The first Frenchman settling on the largest island was reputedly Pierre Dupas (1637-1677), officier in the Carignan Regiment who arrived in Canada in 1665. Together with two servants, he settled in 1669 on the island which came to bear his name, and he became the first Lord of the l'Île-Dupas-et-du-Chicot Seignory in 1672. In 1677, his widow sold the seignory to Charles Aubert de La Chesnaye.

On November 10, 1690, Louis Dandonneau, Sieur Du Sablé, and his brother-in-law, Jacques Brisset de Courchesne, both from Champlain, Quebec, purchased the seigneurie of l'Île-du-Pas-et-du-Chicot from Aubert at the cost of 1,500 livres. The following decade saw permanent settlement begin on the island. From 1712 to 1727, explorer Pierre Gaultier de Varennes, sieur de La Vérendrye, lived on the island and his five children were born there.
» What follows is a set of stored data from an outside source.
PR #7694, opened 2024-02-29
fix(rust): make sure all the handshake spans end up in the same trace with the secure channel use

etorreborre:
This PR makes sure that:

 - The `trace_code` function sets-up the initial `Context` with the root tracing context.
 - When a `Context` is duplicated, its tracing context is updated with the most recent span.

This way, the spans corresponding to starting the secure channel end up under the same root span as the code using the secure channel
```
root
└── send_echo_message_over_secure_channel
    ├── create tcp transport
    ├── create tcp transport
    ├── TcpSendWorker::handle_message
    |   └── TcpRecvProcessor::process
    |       └── HandshakeWorker::handle_message
    |           └── TcpSendWorker::handle_message
    |               └── TcpRecvProcessor::process
    |                   └── HandshakeWorker::handle_message
    |                       └── TcpSendWorker::handle_message
    |                           └── TcpRecvProcessor::process
    |                               └── HandshakeWorker::handle_message
    └── MessageSender::handle_message
        └── EncryptorWorker::handle_message
            └── handle_encrypt
                └── TcpSendWorker::handle_message
                    └── TcpRecvProcessor::process
                        └── DecryptorWorker::handle_message
                            └── handle_decrypt
                                └── Echoer::handle_message
                                    └── EncryptorWorker::handle_message
                                        └── handle_encrypt
                                            └── TcpSendWorker::handle_message
                                                └── TcpRecvProcessor::process
                                                    └── DecryptorWorker::handle_message
                                                        └── handle_decrypt
```

**UPDATE**: I've added a fix for the creation of a user journey. I don't know but there was a regression there. 
**UPDATE**: I've added another fix the selection of crates when logging is off.

### DIFF
--- a/implementations/rust/ockam/ockam_api/src/logs/logging_configuration.rs
+++ b/implementations/rust/ockam/ockam_api/src/logs/logging_configuration.rs
@@ -7,7 +7,7 @@ use std::path::PathBuf;
 use tracing_core::Level;
 use tracing_subscriber::EnvFilter;
 
-use super::{is_tracing_set, Colored, GlobalErrorHandler, LoggingEnabled};
+use super::{Colored, GlobalErrorHandler, LoggingEnabled};
 use crate::logs::LogFormat;
 
 /// List of all the configuration parameters relevant for configuring the logs
@@ -128,6 +128,22 @@ impl LoggingConfiguration {
         }
     }
 
+    /// Set the default crates
+    pub fn set_default_crates(self) -> LoggingConfiguration {
+        LoggingConfiguration {
+            crates: Some(LoggingConfiguration::default_crates()),
+            ..self
+        }
+    }
+
+    /// Set the all crates
+    pub fn set_all_crates(self) -> LoggingConfiguration {
+        LoggingConfiguration {
+            crates: None,
+            ..self
+        }
+    }
+
     /// Create an EnvFilter which keeps only the log messages
     ///
     ///  - for the configured level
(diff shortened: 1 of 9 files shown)


implementations/rust/ockam/ockam_api/src/logs/logging_configuration.rs
```diff
@@ -151,18 +167,19 @@ impl LoggingConfiguration {
     }
 
     /// Return a LoggingConfiguration which doesn't log anything
-    pub fn off() -> LoggingConfiguration {
-        LoggingConfiguration::new(
+    /// We still retrieve the
```
adrianbenavides: Some text is missing here?

implementations/rust/ockam/ockam_node/src/context/context_lifecycle.rs
```diff
@@ -119,7 +119,7 @@ impl Context {
             self.transports.clone(),
             &self.flow_controls,
             #[cfg(feature = "std")]
-            self.tracing_context(),
+            OpenTelemetryContext::current(),
```
adrianbenavides, line 122: What's the rationale behind this change? I'm trying to understand when we need to get the "global" context or just copy the one available at `self`.

implementations/rust/ockam/ockam_api/src/logs/logging_configuration.rs
etorreborre: Oops, I must have be interrupted. I forced-push the rest of the comment.
But I am thinking that I will probably refactor that part to extract the configuration that's used by both logging and tracing to make things clearer.

implementations/rust/ockam/ockam_node/src/context/context_lifecycle.rs
etorreborre: That's all due to the complexity of:

 - Having to pass the current tracing context between async processes when working with our workers. We work around this by setting a tracing context on the worker Context
 
 - Having a different notion of "tracing context" between the tracing crate, which creates spans using the `#[instrument]` macro, and the opentelemetry crate which creates the span data sent to the collector at a different point in time (when exiting the instrumented function). It's also the `opentelemetry` crate which generates span ids. So in order to get the latest span id, the one corresponding to the span created by the latest `#[instrument]`ed method, we need to reactualize the OpenTelemetry context using all the code in `OpenTelemetryContext::current()`.

SanjoDeundiak (approved):

PR #7705, opened 2024-03-03
feat(rust): `node create` can be run given a configuration file

adrianbenavides:
## Main changes

- I've reorganized the files under `./parser`, and most of the changes are due to this.
- I've added a [trait for the configuration building blocks](https://github.com/build-trust/ockam/pull/7705/files#diff-e36ffaaf7fea8785172ea93999149bc7f02b7d42fd3e8b5e3703cae48b4dd0abR8) to hide some common details of the implementation. I've also added a [trait for commands](https://github.com/build-trust/ockam/pull/7705/files#diff-c1790a45fa6e1ede4e83172fe334835604a8d860075229ad51f563af3b8f1573R37), that is used by the previous trait to auto-implement some of its internal logic.
- The `Config::run` method now builds the commands first to bubble up any validation error that may come up when parsing the arguments into commands, and then it runs all the commands. This will avoid leaving an invalid state due to validation errors.
- Finally, the [`NodeConfig`](https://github.com/build-trust/ockam/pull/7705/files#diff-9e0e3be7253b2e190afe7acf73d7082c7ccd72176c297102f9d61c3b7b2bb161R23) is similar to the regular `Config` struct but with some differences to merge into it the arguments of the `node create` command. This is run in the main thread (depending on the `child_process` arg) to print commands' output to the user.

## Other changes

- There are lots of files with a single change because I've modified the `name()` function of all the commands so that they match the exact command name. This is done so we can use the returned string to parse it back into the correct command.
- I've removed the `configuration` commands, since they are not relevant anymore.

## How to test

```
# Create a default node
ockam node create

# From the project root, create the node with the config file
ockam node create ./implementations/rust/ockam/ockam_command/src/node/create/demo_config_files/1.portal.single-machine.yaml

# Check that the config resources have been attached to the second node, and not to the default one
```


implementations/rust/ockam/ockam_command/src/project/addon/configure_okta.rs
```diff
@@ -87,7 +87,7 @@ impl AddonConfigureOktaSubcommand {
     }
 
     pub fn name(&self) -> String {
-        "configure okta addon".into()
+        "project addon configure influxdb".into()
```
etorreborre: This should be `project addon configure okta`

implementations/rust/ockam/ockam_command/src/project/enroll.rs
```diff
@@ -31,8 +31,8 @@ long_about = docs::about(LONG_ABOUT),
 after_long_help = docs::after_help(AFTER_LONG_HELP)
 )]
 pub struct EnrollCommand {
-    /// Path to an enrollment ticket file, or hex encoded enrollment ticket
-    #[arg(display_order = 800, group = "authentication_method", value_name = "ENROLLMENT TICKET PATH | ENROLLMENT TICKET", value_parser = parse_enroll_ticket)]
+    /// Path, URL or inlined hex-encoded enrollment ticket
+    #[arg(display_order = 800, group = "authentication_method", value_name = "ENROLLMENT TICKET", value_parser = parse_enrollment_ticket)]
     pub enroll_ticket: Option<EnrollmentTicket>,
```
etorreborre: Shouldn't this argument be called `enrollment_ticket` instead for consistency?

implementations/rust/ockam/ockam_command/src/run/parser/building_blocks.rs
```diff
@@ -1,59 +1,91 @@
...
 use serde::{Deserialize, Serialize};
 use std::collections::BTreeMap;
 use std::fmt::Display;
 
-static BINARY_PATH: Lazy<String> = Lazy::new(|| {
-    std::env::args()
-        .next()
-        .expect("Failed to get the binary path")
-});
+pub trait ArgsToCommands: Sized {
```
etorreborre, line 22: It would be nice to have:

- A comment describing the purpose of that trait.
- A comment for the functions and their arguments.
- And maybe a short concrete example. 
 
Otherwise it is quite abstract to read as such.

implementations/rust/ockam/ockam_command/src/run/parser/resource/node.rs
```diff
@@ -0,0 +1,135 @@
...
+    pub project: Option<ArgValue>,
+}
+
+impl Node {
+    pub const NAME_ARG: &'static str = "name";
+}
+
+#[async_trait]
+impl ConfigRunner<CreateCommand> for Node {
+    fn len(&self) -> usize {
```
etorreborre: This function does not seem to be used anywhere.

implementations/rust/ockam/ockam_command/src/node/create.rs
```diff
@@ -96,58 +109,82 @@ impl Default for CreateCommand {
...
         }
     }
+}
 
-    pub async fn async_run(self, ctx: &Context, opts: CommandGlobalOpts) -> miette::Result<()> {
-        let ctx = ctx.async_try_clone().await.into_diagnostic()?;
-        if self.foreground {
-            self.foreground_mode(&ctx, opts).await
+impl CreateCommand {
+    pub fn tracing_name(&self) -> String {
```
etorreborre: I don't think that this function is necessary anymore. That name is only used now in a debug message. I think that the distinction was previously used to create a span name but this is not the case anymore, so we can use the regular "name()" function.

etorreborre (commented):
I left some initial comments then I realized that I would structure the traits differently. Here is a commit with my proposal: `adrian/node-create-config-refactor`

implementations/rust/ockam/ockam_command/src/run/parser/building_blocks.rs
adrianbenavides: Done!

implementations/rust/ockam/ockam_command/src/run/config.rs
```diff
@@ -0,0 +1,462 @@
...
+            self.tcp_inlets.parse_commands(overrides)?.into(),
+        ];
+
+        // Run commands
+        for cmd in commands {
+            cmd.run(ctx, opts).await?
+        }
+        Ok(())
+    }
+    // Build commands and return validation errors before running any command.
```
etorreborre: This comment is out of place.

etorreborre (dismissed):

implementations/rust/ockam/ockam_command/src/run/config.rs
adrianbenavides: Oops, right! Solved 🙏

etorreborre (approved):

In 1834, the Parish of L'Isle-du-Pads was founded, followed by the civil parish in 1842. In 1845, the Municipality of L'Isle-du-Pads was established, but abolished in 1847, when it became part of the Berthier County Municipality. In 1855, it was reestablished as a parish municipality called La Visitation-de-la-Sainte-Vierge-de-l'Isle-du-Pads, one of the longest place names in Quebec history.

In 1865, the area experienced a flood which killed 15 people and washed away 27 houses. By the end of the 19th century, more than 1,000 people lived on the island, and in the early 20th century, almost the entire island was used for growing hay, which was exported to the United States in large quantities.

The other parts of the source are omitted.